[Saved entries]
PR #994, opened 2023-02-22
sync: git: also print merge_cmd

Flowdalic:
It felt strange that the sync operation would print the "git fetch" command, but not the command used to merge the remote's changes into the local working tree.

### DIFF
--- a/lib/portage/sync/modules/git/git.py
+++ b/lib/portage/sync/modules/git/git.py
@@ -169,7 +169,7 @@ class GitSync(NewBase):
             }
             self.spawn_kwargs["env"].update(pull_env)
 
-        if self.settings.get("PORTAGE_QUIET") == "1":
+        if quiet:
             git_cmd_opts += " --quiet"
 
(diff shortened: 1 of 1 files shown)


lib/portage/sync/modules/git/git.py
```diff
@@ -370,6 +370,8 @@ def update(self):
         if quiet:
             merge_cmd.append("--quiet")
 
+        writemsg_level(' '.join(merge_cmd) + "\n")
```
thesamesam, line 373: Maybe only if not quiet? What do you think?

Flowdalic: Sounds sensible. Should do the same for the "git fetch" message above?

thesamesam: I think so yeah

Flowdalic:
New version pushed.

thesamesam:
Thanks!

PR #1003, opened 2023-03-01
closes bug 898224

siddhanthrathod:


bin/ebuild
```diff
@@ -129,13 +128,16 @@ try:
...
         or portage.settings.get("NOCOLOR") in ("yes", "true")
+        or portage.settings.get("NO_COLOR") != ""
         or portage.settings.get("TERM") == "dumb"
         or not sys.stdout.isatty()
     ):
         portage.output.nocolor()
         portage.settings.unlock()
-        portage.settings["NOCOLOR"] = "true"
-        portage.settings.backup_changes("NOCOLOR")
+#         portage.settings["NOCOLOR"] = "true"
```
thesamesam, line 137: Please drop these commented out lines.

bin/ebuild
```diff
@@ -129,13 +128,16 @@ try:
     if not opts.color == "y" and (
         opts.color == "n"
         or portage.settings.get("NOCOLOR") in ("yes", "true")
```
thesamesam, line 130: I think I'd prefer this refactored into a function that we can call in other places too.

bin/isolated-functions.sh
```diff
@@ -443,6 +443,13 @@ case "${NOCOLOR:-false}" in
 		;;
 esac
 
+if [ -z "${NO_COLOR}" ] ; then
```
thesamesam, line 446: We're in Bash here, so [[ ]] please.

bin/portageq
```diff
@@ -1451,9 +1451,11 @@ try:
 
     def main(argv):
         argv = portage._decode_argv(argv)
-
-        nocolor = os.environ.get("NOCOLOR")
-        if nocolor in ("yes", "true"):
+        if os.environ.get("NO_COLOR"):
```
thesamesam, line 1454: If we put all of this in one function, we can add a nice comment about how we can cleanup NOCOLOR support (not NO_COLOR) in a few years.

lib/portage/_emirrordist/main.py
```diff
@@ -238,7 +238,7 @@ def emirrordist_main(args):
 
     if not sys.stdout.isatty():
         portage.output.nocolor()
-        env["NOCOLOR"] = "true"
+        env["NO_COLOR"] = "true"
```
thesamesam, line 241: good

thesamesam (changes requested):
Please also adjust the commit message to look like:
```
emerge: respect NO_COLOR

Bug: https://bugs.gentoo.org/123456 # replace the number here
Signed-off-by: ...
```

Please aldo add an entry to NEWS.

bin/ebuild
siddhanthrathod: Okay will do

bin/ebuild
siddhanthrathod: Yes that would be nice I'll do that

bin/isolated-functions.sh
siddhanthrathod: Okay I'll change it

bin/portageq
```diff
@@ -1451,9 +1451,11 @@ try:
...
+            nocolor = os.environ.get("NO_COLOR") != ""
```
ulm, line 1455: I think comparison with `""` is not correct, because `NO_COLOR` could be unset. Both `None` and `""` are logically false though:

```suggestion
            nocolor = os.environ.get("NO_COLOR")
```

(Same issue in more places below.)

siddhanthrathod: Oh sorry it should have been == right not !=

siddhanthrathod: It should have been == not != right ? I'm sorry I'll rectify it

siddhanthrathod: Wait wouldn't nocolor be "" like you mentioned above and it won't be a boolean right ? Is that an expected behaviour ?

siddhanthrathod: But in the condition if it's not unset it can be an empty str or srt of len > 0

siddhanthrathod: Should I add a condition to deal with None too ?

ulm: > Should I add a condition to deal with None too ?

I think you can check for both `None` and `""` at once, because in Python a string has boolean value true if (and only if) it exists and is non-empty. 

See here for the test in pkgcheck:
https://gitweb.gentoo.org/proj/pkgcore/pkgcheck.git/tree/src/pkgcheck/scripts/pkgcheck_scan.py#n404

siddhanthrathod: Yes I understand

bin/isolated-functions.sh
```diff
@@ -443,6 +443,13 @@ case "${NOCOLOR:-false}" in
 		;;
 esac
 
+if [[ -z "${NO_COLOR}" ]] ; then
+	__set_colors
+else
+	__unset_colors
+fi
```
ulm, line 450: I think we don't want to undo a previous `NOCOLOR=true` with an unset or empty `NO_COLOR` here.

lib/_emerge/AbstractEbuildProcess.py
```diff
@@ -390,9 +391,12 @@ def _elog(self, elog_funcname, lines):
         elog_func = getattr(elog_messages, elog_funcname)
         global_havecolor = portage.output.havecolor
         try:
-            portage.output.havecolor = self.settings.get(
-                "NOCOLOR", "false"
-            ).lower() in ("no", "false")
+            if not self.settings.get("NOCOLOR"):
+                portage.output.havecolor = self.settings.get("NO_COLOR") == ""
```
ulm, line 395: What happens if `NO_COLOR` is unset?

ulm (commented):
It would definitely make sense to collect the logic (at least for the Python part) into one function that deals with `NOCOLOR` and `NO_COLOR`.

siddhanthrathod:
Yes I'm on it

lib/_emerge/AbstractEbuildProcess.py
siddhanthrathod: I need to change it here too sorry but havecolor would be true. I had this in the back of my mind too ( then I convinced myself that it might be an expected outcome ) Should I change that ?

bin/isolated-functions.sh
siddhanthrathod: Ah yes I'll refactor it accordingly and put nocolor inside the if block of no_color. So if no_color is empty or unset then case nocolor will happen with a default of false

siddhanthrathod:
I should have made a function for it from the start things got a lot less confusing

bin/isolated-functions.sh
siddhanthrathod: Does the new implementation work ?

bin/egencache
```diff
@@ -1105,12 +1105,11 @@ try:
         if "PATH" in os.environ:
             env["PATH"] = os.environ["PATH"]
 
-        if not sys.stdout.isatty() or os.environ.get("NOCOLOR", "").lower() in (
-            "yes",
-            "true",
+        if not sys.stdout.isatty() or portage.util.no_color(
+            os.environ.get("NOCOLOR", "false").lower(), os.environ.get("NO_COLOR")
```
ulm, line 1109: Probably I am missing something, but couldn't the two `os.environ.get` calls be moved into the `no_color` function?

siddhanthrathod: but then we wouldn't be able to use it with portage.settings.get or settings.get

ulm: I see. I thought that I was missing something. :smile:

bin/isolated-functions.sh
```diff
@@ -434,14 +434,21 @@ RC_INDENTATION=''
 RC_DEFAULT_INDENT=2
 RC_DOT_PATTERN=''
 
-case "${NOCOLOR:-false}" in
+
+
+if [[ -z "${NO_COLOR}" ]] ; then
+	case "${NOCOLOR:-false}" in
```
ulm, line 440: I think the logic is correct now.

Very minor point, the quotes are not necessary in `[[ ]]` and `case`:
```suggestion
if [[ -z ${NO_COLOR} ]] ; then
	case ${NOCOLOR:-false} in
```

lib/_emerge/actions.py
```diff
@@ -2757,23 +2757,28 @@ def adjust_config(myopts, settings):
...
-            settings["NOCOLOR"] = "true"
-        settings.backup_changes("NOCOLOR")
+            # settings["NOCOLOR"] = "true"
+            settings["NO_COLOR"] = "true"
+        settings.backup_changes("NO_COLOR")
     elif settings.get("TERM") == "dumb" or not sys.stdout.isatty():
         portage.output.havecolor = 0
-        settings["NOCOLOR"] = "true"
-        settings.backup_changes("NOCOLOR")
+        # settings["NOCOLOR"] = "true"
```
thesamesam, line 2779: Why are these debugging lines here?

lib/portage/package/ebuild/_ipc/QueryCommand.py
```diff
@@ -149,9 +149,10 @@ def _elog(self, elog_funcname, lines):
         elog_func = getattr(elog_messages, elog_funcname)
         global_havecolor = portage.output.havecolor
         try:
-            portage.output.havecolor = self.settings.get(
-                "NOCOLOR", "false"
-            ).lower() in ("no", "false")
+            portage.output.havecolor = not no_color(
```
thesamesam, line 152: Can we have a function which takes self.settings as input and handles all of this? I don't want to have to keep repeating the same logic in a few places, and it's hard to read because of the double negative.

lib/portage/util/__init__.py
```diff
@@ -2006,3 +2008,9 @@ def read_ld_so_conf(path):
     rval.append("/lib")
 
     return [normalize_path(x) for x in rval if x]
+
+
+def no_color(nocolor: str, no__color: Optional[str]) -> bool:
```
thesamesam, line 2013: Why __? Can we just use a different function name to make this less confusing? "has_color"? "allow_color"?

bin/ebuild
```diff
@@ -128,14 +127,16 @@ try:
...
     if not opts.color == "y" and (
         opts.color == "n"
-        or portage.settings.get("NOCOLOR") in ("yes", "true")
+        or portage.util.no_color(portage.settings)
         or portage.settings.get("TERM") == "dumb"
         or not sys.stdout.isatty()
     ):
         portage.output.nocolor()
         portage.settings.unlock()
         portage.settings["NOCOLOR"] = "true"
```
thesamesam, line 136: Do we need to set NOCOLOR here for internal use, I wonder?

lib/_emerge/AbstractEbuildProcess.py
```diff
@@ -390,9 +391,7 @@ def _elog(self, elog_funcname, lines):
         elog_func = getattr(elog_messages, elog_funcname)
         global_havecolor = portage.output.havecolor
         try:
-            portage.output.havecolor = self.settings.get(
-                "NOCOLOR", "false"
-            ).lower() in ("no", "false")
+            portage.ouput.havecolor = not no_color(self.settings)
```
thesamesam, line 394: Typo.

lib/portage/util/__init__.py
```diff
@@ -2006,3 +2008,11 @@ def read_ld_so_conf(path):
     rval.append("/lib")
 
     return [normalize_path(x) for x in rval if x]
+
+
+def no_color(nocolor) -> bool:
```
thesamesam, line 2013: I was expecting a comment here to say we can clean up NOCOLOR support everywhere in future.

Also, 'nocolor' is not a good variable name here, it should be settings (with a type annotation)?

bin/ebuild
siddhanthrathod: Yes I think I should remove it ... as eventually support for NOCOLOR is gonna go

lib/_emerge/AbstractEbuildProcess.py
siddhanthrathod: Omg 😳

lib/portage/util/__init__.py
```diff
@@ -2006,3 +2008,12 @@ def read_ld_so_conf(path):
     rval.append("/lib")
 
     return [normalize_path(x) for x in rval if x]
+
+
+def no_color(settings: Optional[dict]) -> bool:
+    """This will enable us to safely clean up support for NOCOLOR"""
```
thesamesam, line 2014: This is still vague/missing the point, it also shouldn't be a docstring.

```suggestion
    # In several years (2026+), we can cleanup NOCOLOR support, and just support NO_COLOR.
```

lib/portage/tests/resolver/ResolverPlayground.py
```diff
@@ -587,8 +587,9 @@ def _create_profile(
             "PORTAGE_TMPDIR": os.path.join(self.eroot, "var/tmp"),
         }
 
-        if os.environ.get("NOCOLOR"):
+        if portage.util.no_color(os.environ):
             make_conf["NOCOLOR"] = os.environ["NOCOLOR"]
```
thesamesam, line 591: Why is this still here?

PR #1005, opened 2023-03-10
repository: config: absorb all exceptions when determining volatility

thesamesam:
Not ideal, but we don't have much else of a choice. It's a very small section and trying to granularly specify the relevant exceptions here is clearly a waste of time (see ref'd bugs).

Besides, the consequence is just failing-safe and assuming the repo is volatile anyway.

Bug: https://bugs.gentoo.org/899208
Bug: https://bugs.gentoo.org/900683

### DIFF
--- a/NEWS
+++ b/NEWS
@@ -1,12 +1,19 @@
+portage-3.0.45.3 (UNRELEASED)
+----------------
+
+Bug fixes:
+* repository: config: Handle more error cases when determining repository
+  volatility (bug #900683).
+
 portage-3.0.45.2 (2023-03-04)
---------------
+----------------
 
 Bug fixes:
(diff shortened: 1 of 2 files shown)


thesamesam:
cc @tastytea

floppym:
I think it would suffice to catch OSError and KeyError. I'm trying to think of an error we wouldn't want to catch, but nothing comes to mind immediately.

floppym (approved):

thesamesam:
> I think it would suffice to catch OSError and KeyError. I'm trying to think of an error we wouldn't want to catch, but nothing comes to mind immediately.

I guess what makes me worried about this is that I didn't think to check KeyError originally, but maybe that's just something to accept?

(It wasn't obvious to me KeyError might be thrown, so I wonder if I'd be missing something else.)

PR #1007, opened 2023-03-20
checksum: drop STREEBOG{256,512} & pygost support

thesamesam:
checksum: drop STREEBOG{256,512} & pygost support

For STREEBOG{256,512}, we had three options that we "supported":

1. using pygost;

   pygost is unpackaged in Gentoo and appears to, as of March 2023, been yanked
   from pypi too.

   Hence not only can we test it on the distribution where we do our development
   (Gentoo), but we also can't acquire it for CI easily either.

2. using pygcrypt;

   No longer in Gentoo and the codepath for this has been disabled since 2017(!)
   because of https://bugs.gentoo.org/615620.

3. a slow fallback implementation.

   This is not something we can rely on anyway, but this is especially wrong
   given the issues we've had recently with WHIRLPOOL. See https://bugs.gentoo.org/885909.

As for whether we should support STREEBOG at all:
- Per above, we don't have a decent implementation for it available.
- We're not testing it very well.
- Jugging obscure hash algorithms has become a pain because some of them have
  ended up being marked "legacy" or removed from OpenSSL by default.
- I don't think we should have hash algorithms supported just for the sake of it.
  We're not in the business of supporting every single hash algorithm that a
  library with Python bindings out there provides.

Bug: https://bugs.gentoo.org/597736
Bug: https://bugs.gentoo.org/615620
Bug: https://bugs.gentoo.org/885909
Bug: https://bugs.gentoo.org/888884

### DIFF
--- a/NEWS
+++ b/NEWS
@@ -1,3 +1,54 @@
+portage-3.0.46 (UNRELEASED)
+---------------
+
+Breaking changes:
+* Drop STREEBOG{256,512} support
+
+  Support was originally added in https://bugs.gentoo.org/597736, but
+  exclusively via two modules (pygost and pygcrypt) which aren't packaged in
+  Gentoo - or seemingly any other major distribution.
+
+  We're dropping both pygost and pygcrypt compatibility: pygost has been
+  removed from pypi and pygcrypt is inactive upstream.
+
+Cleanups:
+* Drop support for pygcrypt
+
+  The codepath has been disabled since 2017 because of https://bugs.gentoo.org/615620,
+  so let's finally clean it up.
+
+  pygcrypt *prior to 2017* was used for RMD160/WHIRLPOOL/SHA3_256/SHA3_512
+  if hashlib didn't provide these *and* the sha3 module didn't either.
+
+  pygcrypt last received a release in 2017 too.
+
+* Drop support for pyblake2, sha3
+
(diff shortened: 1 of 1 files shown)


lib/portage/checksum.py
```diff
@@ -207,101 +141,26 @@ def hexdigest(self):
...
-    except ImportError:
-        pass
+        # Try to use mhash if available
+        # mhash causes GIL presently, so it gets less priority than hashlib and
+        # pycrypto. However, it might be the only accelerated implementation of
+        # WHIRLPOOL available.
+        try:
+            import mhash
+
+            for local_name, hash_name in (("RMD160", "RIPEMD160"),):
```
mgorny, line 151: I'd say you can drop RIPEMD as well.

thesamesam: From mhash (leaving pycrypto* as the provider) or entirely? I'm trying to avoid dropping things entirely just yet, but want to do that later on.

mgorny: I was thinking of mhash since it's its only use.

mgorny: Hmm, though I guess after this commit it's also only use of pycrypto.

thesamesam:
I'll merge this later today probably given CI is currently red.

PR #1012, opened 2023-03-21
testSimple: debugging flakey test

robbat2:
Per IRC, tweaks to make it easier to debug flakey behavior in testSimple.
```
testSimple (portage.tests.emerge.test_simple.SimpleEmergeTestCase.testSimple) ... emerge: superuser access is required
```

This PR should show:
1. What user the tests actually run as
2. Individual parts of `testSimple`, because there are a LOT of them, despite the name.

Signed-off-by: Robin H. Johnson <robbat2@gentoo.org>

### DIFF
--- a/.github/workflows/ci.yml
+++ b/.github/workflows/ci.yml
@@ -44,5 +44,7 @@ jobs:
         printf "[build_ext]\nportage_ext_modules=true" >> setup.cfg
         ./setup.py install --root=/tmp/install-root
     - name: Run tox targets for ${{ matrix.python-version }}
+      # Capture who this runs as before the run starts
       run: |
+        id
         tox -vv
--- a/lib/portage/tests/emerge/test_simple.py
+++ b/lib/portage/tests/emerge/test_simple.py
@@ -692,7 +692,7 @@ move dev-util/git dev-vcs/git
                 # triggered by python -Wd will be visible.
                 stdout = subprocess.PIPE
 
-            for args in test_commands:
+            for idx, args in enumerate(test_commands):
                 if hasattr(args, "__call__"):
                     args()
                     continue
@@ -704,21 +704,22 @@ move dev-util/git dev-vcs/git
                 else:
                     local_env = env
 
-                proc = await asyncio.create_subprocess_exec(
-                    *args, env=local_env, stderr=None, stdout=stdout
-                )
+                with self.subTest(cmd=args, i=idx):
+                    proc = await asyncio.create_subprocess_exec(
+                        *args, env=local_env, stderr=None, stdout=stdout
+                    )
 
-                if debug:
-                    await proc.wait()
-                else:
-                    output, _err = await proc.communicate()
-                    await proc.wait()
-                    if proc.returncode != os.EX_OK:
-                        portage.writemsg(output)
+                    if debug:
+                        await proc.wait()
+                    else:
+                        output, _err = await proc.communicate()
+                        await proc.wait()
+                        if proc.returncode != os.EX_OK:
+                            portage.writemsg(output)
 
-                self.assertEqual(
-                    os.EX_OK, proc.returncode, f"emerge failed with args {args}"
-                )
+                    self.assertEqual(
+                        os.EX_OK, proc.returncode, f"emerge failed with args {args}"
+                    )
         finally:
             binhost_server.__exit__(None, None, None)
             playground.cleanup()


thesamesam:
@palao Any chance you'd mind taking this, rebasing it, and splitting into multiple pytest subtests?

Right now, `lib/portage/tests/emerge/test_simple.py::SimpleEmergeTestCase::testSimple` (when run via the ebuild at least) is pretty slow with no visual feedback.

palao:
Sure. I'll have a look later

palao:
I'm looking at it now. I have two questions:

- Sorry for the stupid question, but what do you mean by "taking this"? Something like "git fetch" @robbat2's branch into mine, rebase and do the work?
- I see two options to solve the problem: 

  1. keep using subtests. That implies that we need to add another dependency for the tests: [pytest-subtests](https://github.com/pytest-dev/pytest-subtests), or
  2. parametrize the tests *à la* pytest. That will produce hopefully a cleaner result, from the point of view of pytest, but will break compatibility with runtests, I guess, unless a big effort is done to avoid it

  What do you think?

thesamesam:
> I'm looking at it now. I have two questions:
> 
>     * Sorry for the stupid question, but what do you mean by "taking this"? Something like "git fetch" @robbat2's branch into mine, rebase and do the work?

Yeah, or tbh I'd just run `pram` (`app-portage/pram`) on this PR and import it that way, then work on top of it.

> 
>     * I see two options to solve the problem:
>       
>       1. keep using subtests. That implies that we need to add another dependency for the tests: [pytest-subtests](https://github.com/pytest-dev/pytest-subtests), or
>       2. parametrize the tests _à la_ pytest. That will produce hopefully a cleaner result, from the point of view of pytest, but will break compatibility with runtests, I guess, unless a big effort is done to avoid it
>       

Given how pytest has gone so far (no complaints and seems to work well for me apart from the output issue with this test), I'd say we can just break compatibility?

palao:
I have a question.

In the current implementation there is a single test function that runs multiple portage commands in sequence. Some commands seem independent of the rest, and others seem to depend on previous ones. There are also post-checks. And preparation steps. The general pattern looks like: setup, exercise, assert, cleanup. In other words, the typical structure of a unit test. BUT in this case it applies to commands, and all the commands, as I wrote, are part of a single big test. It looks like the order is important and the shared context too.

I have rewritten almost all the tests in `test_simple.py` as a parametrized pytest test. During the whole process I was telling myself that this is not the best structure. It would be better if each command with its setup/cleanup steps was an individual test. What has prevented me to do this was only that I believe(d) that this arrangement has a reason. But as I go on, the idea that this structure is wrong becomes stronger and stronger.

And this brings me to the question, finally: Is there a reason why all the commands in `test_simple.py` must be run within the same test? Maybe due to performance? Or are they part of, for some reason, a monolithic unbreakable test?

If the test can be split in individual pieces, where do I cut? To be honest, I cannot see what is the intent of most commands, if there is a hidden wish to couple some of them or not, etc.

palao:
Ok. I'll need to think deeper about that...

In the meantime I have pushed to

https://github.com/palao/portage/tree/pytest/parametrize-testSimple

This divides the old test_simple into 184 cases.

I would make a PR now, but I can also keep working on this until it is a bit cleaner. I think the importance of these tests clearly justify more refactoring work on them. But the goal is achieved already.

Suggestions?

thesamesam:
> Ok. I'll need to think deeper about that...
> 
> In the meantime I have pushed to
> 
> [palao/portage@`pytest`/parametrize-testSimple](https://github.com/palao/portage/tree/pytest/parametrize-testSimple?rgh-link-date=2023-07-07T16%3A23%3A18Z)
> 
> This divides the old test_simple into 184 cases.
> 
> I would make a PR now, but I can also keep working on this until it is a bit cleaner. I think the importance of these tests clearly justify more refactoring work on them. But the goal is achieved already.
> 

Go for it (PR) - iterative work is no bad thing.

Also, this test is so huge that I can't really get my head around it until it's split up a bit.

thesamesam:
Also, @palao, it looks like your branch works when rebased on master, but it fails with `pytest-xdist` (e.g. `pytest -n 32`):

▶ [WHAT IS REQUIRED]
In the entries above, copy each line that contains the string "result".

▶ [YOUR RESPONSE]
  2. parametrize the tests *à la* pytest. That will produce hopefully a cleaner result, from the point of view of pytest, but will break compatibility with runtests, I guess, unless a big effort is done to avoid it
>       2. parametrize the tests _à la_ pytest. That will produce hopefully a cleaner result, from the point of view of pytest, but will break compatibility with runtests, I guess, unless a big effort is done to avoid it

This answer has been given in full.